How Does a Step Up in Basis Work with a Qualified Opportunity Zone?

Posted May 18, 2023


The purpose of the Qualified Opportunity Zone program is to direct some of the trillions in investors’ capital gains toward economic revitalization in federally designated Qualified Opportunity Zones. In response, those investors receive a bevy of potential tax deferral benefits. One of these benefits was the step-up in basis. We say “was” because the final basis step-up benefit came to an end on Dec. 31, 2021.

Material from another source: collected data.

PR #106, opened 2019-10-14
Multiple session sharing connection

yunhaoling:
- [X] C implementation
- [x] C Test case
- [x] Python implementation
- [x] Python Test/Sample case


uamqp/async_ops/connection_async.py
```diff
@@ -98,6 +99,15 @@ def __init__(self, hostname, sasl,
         await self.destroy_async()
         _logger.debug("Finished exiting connection %r context.", self.container_id)
 
+    async def _open_async(self):
```
KieranBrantnerMagee: Should we allow for a timeout to be passed? (re: potentially looping forever)

src/vendor/azure-uamqp-c/samples/multiple_receivers_share_connection_sample/CMakeLists.txt
```diff
@@ -0,0 +1,35 @@
...
+
+compileTargetAsC99(multiple_receivers_share_connection_sample)
+
+include_directories(.)
+if (WIN32)
+	#windows needs this define
+	add_definitions(-D_CRT_SECURE_NO_WARNINGS)
+	add_definitions(-DGB_MEASURE_MEMORY_FOR_THIS -DGB_DEBUG_ALLOC)
+
+if(WINCE)
```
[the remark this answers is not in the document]
yunhaoling: Fixed, The indentation in VS/VSC is by default TAB.. changed to 4 spaces

src/vendor/azure-uamqp-c/samples/multiple_receivers_share_connection_sample/main.c
```diff
@@ -0,0 +1,255 @@
...
+
+    MESSAGE_RECEIVER_HANDLE* receiver_handlers = malloc(sizeof(MESSAGE_RECEIVER_HANDLE) * partition_cnt);
+    SESSION_HANDLE* session_handlers = malloc(sizeof(SESSION_HANDLE) * partition_cnt);
+    LINK_HANDLE* link_handlers = malloc(sizeof(LINK_HANDLE) * partition_cnt);
+
+    int* running_context = malloc(sizeof(int) * partition_cnt);
+
+    for (int i = 0; i < partition_cnt; i++) {
+	    session_handlers[i] = create_session(connection);
+        LINK_HANDLE* created_link = NULL;
```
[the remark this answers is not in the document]
yunhaoling: I add more comments to help understand the code.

The idea behind this benefit was that an investor funneling capital gains into a Qualified Opportunity Fund (QOF) for five years received a 10% step-up in basis. If the investor kept their money in the QOF for seven years, they received an additional 5% basis step-up.

Simplifying the above, someone who invested capital gains in a QOF and left it there for seven years could have avoided paying taxes on 15% of their initially deferred capital gains.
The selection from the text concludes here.